DATA PROVIDED -
PR #352, opened 2015-04-09
V3 tuples

### LINKED ISSUE #177: Tuple type (2.1)
Final new 2.1 feature that we're looking at (https://issues.apache.org/jira/browse/CASSANDRA-6875) requires the new CQL tuple type: https://issues.apache.org/jira/browse/CASSANDRA-7248

Zariel:
closes #177

### DIFF
--- a/marshal.go
+++ b/marshal.go
@@ -25,22 +25,22 @@ var (
 // Marshaler is the interface implemented by objects that can marshal
 // themselves into values understood by Cassandra.
 type Marshaler interface {
-	MarshalCQL(info *TypeInfo) ([]byte, error)
+	MarshalCQL(info TypeInfo) ([]byte, error)
 }
 
 // Unmarshaler is the interface implemented by objects that can unmarshal
 // a Cassandra specific description of themselves.
 type Unmarshaler interface {
-	UnmarshalCQL(info *TypeInfo, data []byte) error
+	UnmarshalCQL(info TypeInfo, data []byte) error
 }
 
 // Marshal returns the CQL encoding of the value for the Cassandra
 // internal type described by the info parameter.
-func Marshal(info *TypeInfo, value interface{}) ([]byte, error) {
+func Marshal(info TypeInfo, value interface{}) ([]byte, error) {
 	if value == nil {
 		return nil, nil
 	}
-	if info.Proto < protoVersion1 {
+	if info.Version() < protoVersion1 {
 		panic("protocol version not set")
 	}
 
@@ -56,7 +56,7 @@ func Marshal(info *TypeInfo, value interface{}) ([]byte, error) {
 		}
 	}
 
-	switch info.Type {
+	switch info.Type() {
 	case TypeVarchar, TypeAscii, TypeBlob:
 		return marshalVarchar(info, value)
 	case TypeBoolean:
@@ -91,7 +91,7 @@ func Marshal(info *TypeInfo, value interface{}) ([]byte, error) {
 // Unmarshal parses the CQL encoded data based on the info parameter that
 // describes the Cassandra internal data type and stores the result in the
 // value pointed by value.
-func Unmarshal(info *TypeInfo, data []byte, value interface{}) error {
+func Unmarshal(info TypeInfo, data []byte, value interface{}) error {
 	if v, ok := value.(Unmarshaler); ok {
 		return v.UnmarshalCQL(info, data)
 	}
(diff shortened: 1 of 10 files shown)


Zariel:
This isnt really as large as it looks like, the problem is that `TypeInfo` is scattered around so many places, which is unfortunate. As noted in the commit this will break implementations of Un/MarshallCQL

marshal.go
```diff
@@ -25,22 +25,22 @@ var (
 // Marshaler is the interface implemented by objects that can marshal
 // themselves into values understood by Cassandra.
 type Marshaler interface {
-	MarshalCQL(info *TypeInfo) ([]byte, error)
+	MarshalCQL(info TypeInfo) ([]byte, error)
```
0x6e6562: Why is `TypeInfo` no longer a pointer?

marshal.go
```diff
@@ -1148,29 +1169,107 @@ func unmarshalInet(info *TypeInfo, data []byte, value interface{}) error {
...
-	Elem   *TypeInfo // only used for TypeMap, TypeList and TypeSet
-	Custom string    // only used for TypeCustom
+type TypeInfo interface {
+	Type() Type
+	Version() byte
+	Custom() string
+
+	// New creates a pointer to an empty version of whatever type
+	// is referenced by the TypeInfo receiver
+	New() interface{}
```
0x6e6562: Is `New()` as function prototype idiomatic Go?

session.go
```diff
@@ -632,20 +632,46 @@ func (iter *Iter) Scan(dest ...interface{}) bool {
...
+			i++
 			continue
 		}
-		err := Unmarshal(iter.columns[i].TypeInfo, iter.rows[iter.pos][i], dest[i])
-		if err != nil {
-			iter.err = err
+
+		// how can we allow users to pass in a single struct to unmarshal into
+		if col.TypeInfo.Type() == TypeTuple {
+			// this will panic, actually a bug, please report
```
0x6e6562: What does the comment about the panic mean?

session.go
```diff
@@ -632,20 +632,46 @@ func (iter *Iter) Scan(dest ...interface{}) bool {
...
+			iter.err = Unmarshal(col.TypeInfo, iter.rows[iter.pos][c], dest[i:i+count])
+			if iter.err != nil {
+				return false
+			}
+			i += count
+			continue
+		}
+
+		iter.err = Unmarshal(col.TypeInfo, iter.rows[iter.pos][c], dest[i])
+		if iter.err != nil {
```
0x6e6562: I imagine this return value would be different in #331 had landed already?

0x6e6562:
On the whole LGTM - the patch is noisy because you've plumbed through a change to the central type hierarchy of the library, but those changes are mainly mechanical.

I've just remarked on a few items of a minor nature.

marshal.go
Zariel: It was changed to an interface

marshal.go
Zariel: No, but its the best way I could think of the keep the current behaviour of the helper functions, which I didnt want to change in this patch.

session.go
Zariel: If we're unmarshalling a tuple but the `TypeInfo` isn't a tuple type then the type assertion will fail.

marshal.go
0x6e6562: Ah yes, you're right :-)

session.go
0x6e6562: I don't get that - which invocation are you talking about:

```go
if col.TypeInfo.Type() == TypeTuple {
```

or

```go
tuple := col.TypeInfo.(TupleTypeInfo)
```

?

marshal.go
0x6e6562: OK, fair enough.

session.go
Zariel: `tuple := col.TypeInfo.(TupleTypeInfo)`

0x6e6562: If you think that is possible, why not be defensive, check the type cast and return some error in the failure scenario:

```go
tuple, ok := col.TypeInfo.(TupleTypeInfo)
if !ok {
    return an error ....
}
```

Zariel: Then it breaks the `iter.Scan()` interface which would not be ideal, this case should not happen in practice, I left that comment there to make it explicit that it wasn't doing the safe type assertion.

session.go
Zariel: I don't think so, as it should already be set before the call the `Scan()`

0x6e6562:
Nice work :-)

Zariel:
v3 support is coming along nicely :+1:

TASK TO COMPLETE -
Repeat the entries exactly, all of them.

PROBLEM SOLUTION -
PR #352, opened 2015-04-09
V3 tuples

### LINKED ISSUE #177: Tuple type (2.1)
Final new 2.1 feature that we're looking at (https://issues.apache.org/jira/browse/CASSANDRA-6875) requires the new CQL tuple type: https://issues.apache.org/jira/browse/CASSANDRA-7248

Zariel:
closes #177

### DIFF
--- a/marshal.go
+++ b/marshal.go
@@ -25,22 +25,22 @@ var (
 // Marshaler is the interface implemented by objects that can marshal
 // themselves into values understood by Cassandra.
 type Marshaler interface {
-	MarshalCQL(info *TypeInfo) ([]byte, error)
+	MarshalCQL(info TypeInfo) ([]byte, error)
 }
 
 // Unmarshaler is the interface implemented by objects that can unmarshal
 // a Cassandra specific description of themselves.
 type Unmarshaler interface {
-	UnmarshalCQL(info *TypeInfo, data []byte) error
+	UnmarshalCQL(info TypeInfo, data []byte) error
 }
 
 // Marshal returns the CQL encoding of the value for the Cassandra
 // internal type described by the info parameter.
-func Marshal(info *TypeInfo, value interface{}) ([]byte, error) {
+func Marshal(info TypeInfo, value interface{}) ([]byte, error) {
 	if value == nil {
 		return nil, nil
 	}
-	if info.Proto < protoVersion1 {
+	if info.Version() < protoVersion1 {
 		panic("protocol version not set")
 	}
 
@@ -56,7 +56,7 @@ func Marshal(info *TypeInfo, value interface{}) ([]byte, error) {
 		}
 	}
 
-	switch info.Type {
+	switch info.Type() {
 	case TypeVarchar, TypeAscii, TypeBlob:
 		return marshalVarchar(info, value)
 	case TypeBoolean:
@@ -91,7 +91,7 @@ func Marshal(info *TypeInfo, value interface{}) ([]byte, error) {
 // Unmarshal parses the CQL encoded data based on the info parameter that
 // describes the Cassandra internal data type and stores the result in the
 // value pointed by value.
-func Unmarshal(info *TypeInfo, data []byte, value interface{}) error {
+func Unmarshal(info TypeInfo, data []byte, value interface{}) error {
 	if v, ok := value.(Unmarshaler); ok {
 		return v.UnmarshalCQL(info, data)
 	}
(diff shortened: 1 of 10 files shown)


Zariel:
This isnt really as large as it looks like, the problem is that `TypeInfo` is scattered around so many places, which is unfortunate. As noted in the commit this will break implementations of Un/MarshallCQL

marshal.go
```diff
@@ -25,22 +25,22 @@ var (
 // Marshaler is the interface implemented by objects that can marshal
 // themselves into values understood by Cassandra.
 type Marshaler interface {
-	MarshalCQL(info *TypeInfo) ([]byte, error)
+	MarshalCQL(info TypeInfo) ([]byte, error)
```
0x6e6562: Why is `TypeInfo` no longer a pointer?

marshal.go
```diff
@@ -1148,29 +1169,107 @@ func unmarshalInet(info *TypeInfo, data []byte, value interface{}) error {
...
-	Elem   *TypeInfo // only used for TypeMap, TypeList and TypeSet
-	Custom string    // only used for TypeCustom
+type TypeInfo interface {
+	Type() Type
+	Version() byte
+	Custom() string
+
+	// New creates a pointer to an empty version of whatever type
+	// is referenced by the TypeInfo receiver
+	New() interface{}
```
0x6e6562: Is `New()` as function prototype idiomatic Go?

session.go
```diff
@@ -632,20 +632,46 @@ func (iter *Iter) Scan(dest ...interface{}) bool {
...
+			i++
 			continue
 		}
-		err := Unmarshal(iter.columns[i].TypeInfo, iter.rows[iter.pos][i], dest[i])
-		if err != nil {
-			iter.err = err
+
+		// how can we allow users to pass in a single struct to unmarshal into
+		if col.TypeInfo.Type() == TypeTuple {
+			// this will panic, actually a bug, please report
```
0x6e6562: What does the comment about the panic mean?

session.go
```diff
@@ -632,20 +632,46 @@ func (iter *Iter) Scan(dest ...interface{}) bool {
...
+			iter.err = Unmarshal(col.TypeInfo, iter.rows[iter.pos][c], dest[i:i+count])
+			if iter.err != nil {
+				return false
+			}
+			i += count
+			continue
+		}
+
+		iter.err = Unmarshal(col.TypeInfo, iter.rows[iter.pos][c], dest[i])
+		if iter.err != nil {
```
0x6e6562: I imagine this return value would be different in #331 had landed already?

0x6e6562:
On the whole LGTM - the patch is noisy because you've plumbed through a change to the central type hierarchy of the library, but those changes are mainly mechanical.

I've just remarked on a few items of a minor nature.

marshal.go
Zariel: It was changed to an interface

marshal.go
Zariel: No, but its the best way I could think of the keep the current behaviour of the helper functions, which I didnt want to change in this patch.

session.go
Zariel: If we're unmarshalling a tuple but the `TypeInfo` isn't a tuple type then the type assertion will fail.

marshal.go
0x6e6562: Ah yes, you're right :-)

session.go
0x6e6562: I don't get that - which invocation are you talking about:

```go
if col.TypeInfo.Type() == TypeTuple {
```

or

```go
tuple := col.TypeInfo.(TupleTypeInfo)
```

?

marshal.go
0x6e6562: OK, fair enough.

session.go
Zariel: `tuple := col.TypeInfo.(TupleTypeInfo)`

0x6e6562: If you think that is possible, why not be defensive, check the type cast and return some error in the failure scenario:

```go
tuple, ok := col.TypeInfo.(TupleTypeInfo)
if !ok {
    return an error ....
}
```

Zariel: Then it breaks the `iter.Scan()` interface which would not be ideal, this case should not happen in practice, I left that comment there to make it explicit that it wasn't doing the safe type assertion.

session.go
Zariel: I don't think so, as it should already be set before the call the `Scan()`

0x6e6562:
Nice work :-)

Zariel:
v3 support is coming along nicely :+1:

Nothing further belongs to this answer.